The timeless Indic dharmic traditions accord an exalted position to water bodies, particularly rivers.
Rivers are accorded a sacred status; perennial rivers are regarded with reverence.
Indeed, rivers are the mothers of civilisation. It is a well known fact that great civilisations around the world have sprung on the banks of great rivers.
The Indian spirit has acknowledged the life sustaining nature of rivers through verses and prayers and songs that bring out the essence of this understanding over and over again.
Tradition holds the Ganga, Yamuna, Godavari, Sarasvati, Narmada, Sindhu and Kaveri as the seven most sacred rivers of India.
The Rig Veda speaks of the sapta-sindhavah — the seven great water bodies held sacred even at that point in history. Regardless of the names of the rivers, the number seven holds great significance.
The Sanskrit word tirtha represents water; the word tirtha also represents a centre of pilgrimage. Many pilgrimage sites gain status primarily by virtue of their location on the banks of a sacred river.
The confluence of two or more rivers — a prayag — makes the tirtha even more special.
This reverence for water bodies is ingrained in the Indian DNA. Take for example this conversation that I had with a taxi driver in rural Maharashtra at the sight of a small ancient-looking temple at the side of the road as we were driving on a bridge.
When I asked him if he knew about the temple he replied - ‘sir, har ek sangam ke paas- ek mandir-hoga’.
That observation hit me then; any confluence of water bodies has always been special, sacred; a place to reflect on the oneness of existence with gratitude and prayerfulness.
Several ceremonies begin with the consecration of a pot of water; water is the cleanser. The mantras call out the seven sacred rivers by name and invoke their symbolic presence in the pot of water in front of the worshipper.
In a simple yet powerful gesture, the worshipper sails through the sacred geography of India all the way from the lush Kaveri delta to the snowcapped peaks of the Himalayas where the Ganga originates.
What is the state of our rivers today?
Watching Indian movies made in the 1960s make us gasp with surprise at the sight of empty thoroughfares in metros such as Chennai. Some of us even remember that state.
How did we become so big? So crowded? So polluted?
It is the same story with rivers. Any part of the world would acknowledge that the state of rivers is not the same as it was half a century ago. A consumption-oriented lifestyle and a stupendous growth in population and unchecked use of rivers as dumping grounds for industrial waste — one could go on and on about the causes of pollution — the least that we could do would be to acknowledge that there is a serious measure of deterioration happening right in front of our eyes!
Is there anything we can do about it?
The first step is bringing awareness regarding water resources to humanity at large.
To get there, it is important to be aware of the names of rivers. Just calling them out by name accomplishes that. The traditional sloka on rivers names the seven most sacred rivers of Bharata Varsha.
However, isn’t every single water body sacred? Why don’t we look at rivers as sources of nectar ‘amritam’ — that which grants life; a super human being which can nourish us, yet needs to be taken care of by us.
There is a global move to declare rivers as human entities with rights. It makes sense to do so — but haven’t rivers always been divine entities in the Indic dharmic world?
Why don’t we reflect on that nature of our relationship with rivers?
It is easy to relate to rivers in song. Two hundred years ago, the celebrated Vaggeyakara Muthuswami Dikshitar reflected upon Shiva, Jambukeswara as the manifestation of ‘water’ — one of the panchamaha-bhutas (the five elements of wind, water, fire, earth and space), and brought into focus the names of several rivers in a majestic kriti in the raga Yamuna Kalyani.
We bring out this new song in 2021. ‘Rivers of India’ is a tribute to the spiritual heritage of India that venerates our precious natural resources with the approach that they are as important as we are, if not more important!
We name about 51 rivers from all over India in this song. Their very names inspire us; their waters flow through our bodies.

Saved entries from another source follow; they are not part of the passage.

PR #543, opened 2020-05-29
update opencensus to tonic/std::future

hawkw:
This branch updates the proxy's OpenCensus tracing code and collector
client to use Tonic and `std::future`, and puts the OpenCensus stack
layers back in the inbound and outbound proxy.

Of note: the previous implementation constructed a single client
`Service` which was reused when restarting a new RPC if the stream
terminated. Because Tonic's generated RPCs borrow the client service
mutably for the duration of the RPC future, if we want these futures to
be `'static`, we must move the service into the future. Rather than
requiring the service to be `Clone`, I solved this by replacing the
`Service` instance held by the client with a `NewService` instance. I
don't *think* this should be an issue, let me know if I'm wrong?

I'd like to do some additional testing with the OpenCensus integration
tests but I'm opening this PR now to start getting reviews.

Depends on #541.


linkerd/app/src/oc_collector.rs
```diff
@@ -68,7 +69,7 @@ impl Config {
                     }))
                     .push(control::add_origin::Layer::new())
                     .into_new_service()
-                    .new_service(addr.clone());
+                    .with_fixed_target(addr.clone());
```
hawkw, line 72: This seemed like a better approach to me than making `linkerd2-opencensus` depend on `linkerd2-app-core` just to get the `ControlAddr` type, wdyt?

linkerd/opencensus/src/lib.rs
```diff
@@ -1,59 +1,77 @@
...
+enum State {
     Idle,
     Sending {
         sender: mpsc::Sender<ExportTraceServiceRequest>,
         // Node data should only be sent on the first message of a streaming
         // request.
         node: Option<Node>,
         // We hold the response future, but never poll it.
-        _rsp: ResponseFuture<ExportTraceServiceResponse, T::Future>,
+        _rsp: Pin<
```
hawkw, line 49: Lucio Franco mentioned to me that not polling this future _may_ result in the h2 connection window filling up, so I may look into changing this code so that it is polled (even though we don't care about the result).

PR #544, opened 2020-05-30
gateway: Add a Forwarded header

olix0r:
When the gateway forwards requests, it now adds a [`Forwarded`][mdn] header
including the source identity, the local identity, and the destination
authority.

---

I've tested this manually. I'll follow up with tests as we port this to tokio-0.2 (where the test infra is much friendlier).

Also, the gateway, in general, seems to incur a pretty heavy compile-time hit... we'll have to revisit that post-release as well.

[mdn]: https://developer.mozilla.org/en-US/docs/Web/HTTP/Headers/Forwarded

### DIFF
--- a/linkerd/app/gateway/src/make.rs
+++ b/linkerd/app/gateway/src/make.rs
@@ -1,6 +1,7 @@
 use super::gateway::Gateway;
 use futures::{future, Future, Poll};
 use linkerd2_app_core::proxy::api_resolve::Metadata;
+use linkerd2_app_core::proxy::identity;
 use linkerd2_app_core::{dns, transport::tls, Error, NameAddr};
 use linkerd2_app_inbound::endpoint as inbound;
 use linkerd2_app_outbound::endpoint as outbound;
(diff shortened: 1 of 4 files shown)


linkerd/app/gateway/src/make.rs
```diff
@@ -64,46 +87,65 @@ where
...
+            } => {
+                let mut outbound = outbound.clone();
+                let local_identity = local_identity.clone();
+                let suffixes = suffixes.clone();
+                Box::new(
+                    // First, resolve the original name. This determines both the
+                    // canonical name as well as an IP that can be used as the outbound
+                    // original dst.
+                    resolve
+                        .call(orig_dst.name().clone())
```
hawkw, line 111: should we stick a trace span on this for the original destinaton name, or is that added somewhere else in the stack?

olix0r: Yep, we get that on the stack ;)

https://github.com/linkerd/linkerd2-proxy/blob/9a9fa33718dc3c612ac8108420d55d34e83e3816/linkerd/app/outbound/src/lib.rs#L118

The ancient names of these rivers are magical, they are musical; they are alliterative; and when strung together in song in the raga Yamuna Kalyani in a seven beat cycle, they evoke images of how we would like them to be; pristine, clear, life sustaining — a state vastly different from the polluted (yet redeemable) reality of today.
And when they are acknowledged with the Tamil phrase ’nadanthaai vaazhi’ from the 1,800-year-old epic Silappathikaram, we strengthen our resolve to become partners in nurturing our precious water resources.

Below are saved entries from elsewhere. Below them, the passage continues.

PR #545, opened 2020-05-30
Fail requests that loop through the gateway

olix0r:
This change uses the gateway's `Forwarded` header to detect if the
request has already transited through this gateway. This is
determination is made by comparing ID strings, so this will prevent
gateway daisy-chaining when clusters do not use distinct identity
domains.

---

I've tested this manually: tapping the gateway's client, we see responses like:
```json
{
  "source": {
    "ip": "10.42.0.25",
    "port": 54748,
    "metadata": {
      "control_plane_ns": "linkerd",
      "deployment": "web",
      "namespace": "emojivoto",
      "pod": "web-9c9cc6d7d-9wn9d",
      "pod_template_hash": "9c9cc6d7d",
      "serviceaccount": "web",
      "tls": "loopback"
    }
  },
  "destination": {
    "ip": "172.24.0.4",
    "port": 4143,
    "metadata": {
      "namespace": "emojivoto",
      "remote_cluster": "east",
      "remote_gateway": "linkerd-gateway",
      "remote_gateway_namespace": "linkerd-multicluster",
      "remote_service": "voting-svc",
      "remote_service_namespace": "emojivoto",
      "server_id": "linkerd-gateway.linkerd-multicluster.serviceaccount.identity.linkerd.east.k3d.example.com",
      "service": "voting-svc-east",
      "tls": "true"
    }
  },
  "routeMeta": null,
  "proxyDirection": "OUTBOUND",
  "responseInitEvent": {
    "id": {
      "base": 1,
      "stream": 23
    },
    "sinceRequestInit": {
      "nanos": 1886209
    },
    "httpStatus": 508,
    "headers": [
      {
        "name": ":status",
        "valueStr": "508"
      },
      {
        "name": "date",
        "valueStr": "Sat, 30 May 2020 19:02:03 GMT"
      }
    ]
  }
}
```

### DIFF
--- a/linkerd/app/gateway/src/gateway.rs
+++ b/linkerd/app/gateway/src/gateway.rs
@@ -10,8 +10,12 @@ pub(crate) enum Gateway<O> {
     Outbound {
         outbound: O,
         forwarded_header: http::header::HeaderValue,
+        local_identity: identity::Name,
     },
 }
+
+type ResponseFuture<E> =
+    Box<dyn Future<Item = http::Response<http::boxed::Payload>, Error = E> + Send + 'static>;
 
 impl<O> Gateway<O> {
     pub fn new(
@@ -26,6 +30,7 @@ impl<O> Gateway<O> {
         );
         Gateway::Outbound {
             outbound,
+            local_identity,
             forwarded_header: http::header::HeaderValue::from_str(&fwd)
                 .expect("Forwarded header value must be valid"),
         }
@@ -41,7 +46,7 @@ where
 {
     type Response = O::Response;
     type Error = O::Error;
-    type Future = Box<dyn Future<Item = Self::Response, Error = Self::Error> + Send + 'static>;
+    type Future = ResponseFuture<Self::Error>;
 
     fn poll_ready(&mut self) -> Poll<(), Self::Error> {
         match self {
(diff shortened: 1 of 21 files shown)


linkerd/app/gateway/src/gateway.rs
```diff
@@ -54,11 +59,30 @@ where
...
+                for fwd in request
+                    .headers()
+                    .get_all(http::header::FORWARDED)
+                    .into_iter()
+                    .filter_map(|h| h.to_str().ok())
+                {
+                    if let Some(by) = fwd_by(fwd) {
+                        if by == local_identity.as_ref() {
+                            tracing::info!(fwd, "Loop detected");
+                            return rsp(http::StatusCode::LOOP_DETECTED);
```
hawkw, line 76: my understanding is that 508 Loop Detected is specific to WebDAV ([per MDN](https://developer.mozilla.org/en-US/docs/Web/HTTP/Status/508)). the *name* of the status is definitely correct in this case, but the documented semantics of the code seem to mean something entirely different. is it correct to overload the meaning of that status here, or should we use a different error code?

linkerd/app/gateway/src/gateway.rs
```diff
@@ -54,11 +59,30 @@ where
...
+                // transited through this gateway.
+                for fwd in request
+                    .headers()
+                    .get_all(http::header::FORWARDED)
+                    .into_iter()
+                    .filter_map(|h| h.to_str().ok())
+                {
+                    if let Some(by) = fwd_by(fwd) {
+                        if by == local_identity.as_ref() {
+                            tracing::info!(fwd, "Loop detected");
```
hawkw, line 75: should this be a warning? also, do we want to consider eventually adding a metric label or something so that the responses that fail due to looping are counted separately? of course, this can be a follow up; just a thought.

linkerd/app/gateway/src/gateway.rs
olix0r: Good point!

I think that leaves us with 502. I'll do that and upgrade the info to a warn.

linkerd/app/gateway/src/gateway.rs
olix0r: Alternatively, we could throw an error here and let the error-handler take the wheel...

olix0r: https://github.com/linkerd/linkerd2-proxy/compare/ver/error-status?expand=1

linkerd/app/gateway/src/gateway.rs
olix0r: Leaving this as 508 for now, as it's more descriptive to users. I'm less worried about the WebDAV-origin, because it's semantically correct and we're not violating any part of the RFC.

PR #546, opened 2020-05-30
Port gateway changes to tokio-0.2

olix0r:
Rebases master onto master-tokio-0.2


hawkw:
looks like this breaks several of the retry integration tests?

linkerd/app/gateway/Cargo.toml
```diff
@@ -0,0 +1,22 @@
+[package]
+name = "linkerd2-app-gateway"
+version = "0.1.0"
+authors = ["Linkerd Developers <cncf-linkerd-dev@lists.cncf.io>"]
+edition = "2018"
+publish = false
+
+[dependencies]
+http = "0.1"
```
hawkw, line 9: Why does this depend on version 0.1 of `http`? The proxy should be using `http` 0.2 more or less everywhere else.

linkerd/app/gateway/src/lib.rs
```diff
@@ -0,0 +1,184 @@
...
+            let target = inbound::Target {
+                addr: SocketAddr::from(([127, 0, 0, 1], 4143)),
+                dst_name: dst_name.map(|n| NameAddr::from_str(n).unwrap()),
+                http_settings: http::Settings::Http2,
+                tls_client_id: peer_id,
+            };
+            assert_ready_ok!(make_gateway.poll_ready());
+            let gateway = make_gateway.call(target).await.unwrap();
+
+            tokio::spawn(async move {
```
hawkw, line 159: if the spawned task panics, we should probably fail the test, right? might be good to hang onto its `JoinHandle` and await & unwrap it after we await the gateway request, just to make sure.

linkerd/app/integration/src/lib.rs
```diff
@@ -1,7 +1,9 @@
 //! Shared infrastructure for integration tests
 
 #![deny(warnings, rust_2018_idioms)]
-#![type_length_limit = "1586225"]
+#![recursion_limit = "256"]
+#![type_length_limit = "15882953"]
```
hawkw, line 5: oh boy!

linkerd/app/outbound/src/lib.rs
```diff
@@ -56,400 +59,481 @@ pub struct Config {
...
+            .push_failfast(dispatch_timeout)
+            //.push(metrics.http_errors.clone())
+            // Synthesizes responses for proxy errors.
+            .push(errors::layer())
+            // Initiates OpenCensus tracing.
+            .push(TraceContextLayer::new(span_sink.clone().map(|span_sink| {
+                SpanConverter::server(span_sink, trace_labels())
+            })));
+        // // Tracks proxy handletime.
+        // //.push(metrics.clone().http_handle_time.layer());
```
hawkw, line 484: Handle time has already been updated to 0.2 (in #542), so I don't thinl this needs to be commented out?

linkerd/app/gateway/Cargo.toml
```diff
@@ -0,0 +1,22 @@
...
+publish = false
+
+[dependencies]
+http = "0.2"
+futures = "0.3"
+indexmap = "1.0"
+linkerd2-app-core = { path = "../core" }
+linkerd2-app-inbound = { path = "../inbound" }
+linkerd2-app-outbound = { path = "../outbound" }
+tokio = "0.2"
```
hawkw, line 15: Let's make sure that this crate enables all the tokio feature flags it depends on. Otherwise, this crate won't compile if you cd into its directory and run `cargo build` --- it compiles when built from the workspace since other crates in the workspace enable its' features.

At a glance, it looks like the features this needs are:
```suggestion
tokio = { version = "0.2", features = ["rt-core", "macros"] }
```

Also, it looks like the Tokio dependency is only used for tests, so maybe it should be a dev-dep?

It takes collective awareness, will and action to restore our rivers. Recognizing and revering rivers is the first baby step in that direction.

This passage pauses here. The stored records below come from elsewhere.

PR #547, opened 2020-06-01
gateway: Return errors instead of responses

olix0r:
This ensures that error metrics are recorded and that logging is emitted
uniformly. This also ensures that gRPC requests don't get HTTP error
responses.

### DIFF
--- a/linkerd/app/core/src/errors.rs
+++ b/linkerd/app/core/src/errors.rs
@@ -386,7 +386,7 @@ impl HttpError {
     pub fn identity_required(message: &'static str) -> Self {
         Self {
             message,
-            http: http::StatusCode::PROXY_AUTHENTICATION_REQUIRED,
+            http: http::StatusCode::FORBIDDEN,
             grpc: Code::Unauthenticated,
             reason: Reason::IdentityRequired,
         }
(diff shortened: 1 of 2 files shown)


olix0r:
Note, I've also opted for slightly different error codes here, using PROXY_AUTHENTICATION_REQUIRED when identity isn't present and NOT_FOUND otherwise.

linkerd/app/core/src/errors.rs
```diff
@@ -363,3 +381,31 @@ impl Metrics {
         self.0.clone()
     }
 }
+
+impl HttpError {
+    pub fn identity_required(message: &'static str) -> Self {
+        Self {
+            message,
+            http: http::StatusCode::PROXY_AUTHENTICATION_REQUIRED,
```
hawkw, line 389: MDN suggests that we should return a [`proxy-authenticate` header](https://developer.mozilla.org/en-US/docs/Web/HTTP/Headers/Proxy-Authenticate) along with this status code, is this something we want to do?

olix0r: We're not actually participating in http authentication, so i'm not going to try to pretend we are. But I think the descriptive error numbers are helpful. With this in mind, I'm inclined to continue using 508 in the other PR (since it's descriptive for users, even if we're repurposing error codes outside their original uses).

olix0r: Hm, actually, the RFC uses a _MUST_ here. I guess we should revert to using FORBIDDEN...

PR #549, opened 2020-06-03
inbound: Do not cache gateway services

olix0r:
When the inbound caches gateway services, it eagerly obtains an
outbound service to cache. If the outbound service employs a traffic
split, this inbound service is pinned to a specific leaf, and requests
will never be routed to the other leaf.

This change moves the gateway fallback to be outside all of the inbound
caches, so that outbound splits work as intended.

### DIFF
--- a/linkerd/app/inbound/src/lib.rs
+++ b/linkerd/app/inbound/src/lib.rs
@@ -276,6 +276,10 @@ impl Config {
                 http_target_cache
                     .push_on_response(svc::layers().box_http_response().box_http_request()),
             )
+            // If the traffic is targeted at the inbound port, send it through
+            // the loopback service (i.e. as a gateway). This is done before
+            // caching so that the loopback stack can determine whether it
+            // should cache or not.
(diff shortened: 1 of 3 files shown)


linkerd/app/inbound/src/lib.rs
```diff
@@ -279,13 +272,16 @@ impl Config {
...
             .push_make_ready()
-            // Don't resolve profiles for inbound-targetted requests. They'll be
-            // resolved on the outbound side if necsesary.
-            .push(admit::AdmitLayer::new(prevent_loop))
             .push_fallback(
                 http_target_cache
                     .push_on_response(svc::layers().box_http_response().box_http_request()),
             )
+            .push(admit::AdmitLayer::new(prevent_loop))
+            .push_fallback_on_error::<prevent_loop::LoopPrevented, _>(
```
hawkw, line 280: May be worth a comment explaining that this has to be outside the cache? Not a blocker.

Let us celebrate the rivers of India.
(The author, an alumnus of IIT Madras, is the creator of the song ‘Rivers of India’ at the core of the music video by the same name - released by the International Center for Clean Water, IIT Madras on Earthday 2021 featuring musical stars Bombay Jayashri, her son Amrit Ramnath, Kaushiki Chakraborty and her son Rishith Desikan, and Sai Shravanam along with a supporting chorus of singers (virtual) from around the world).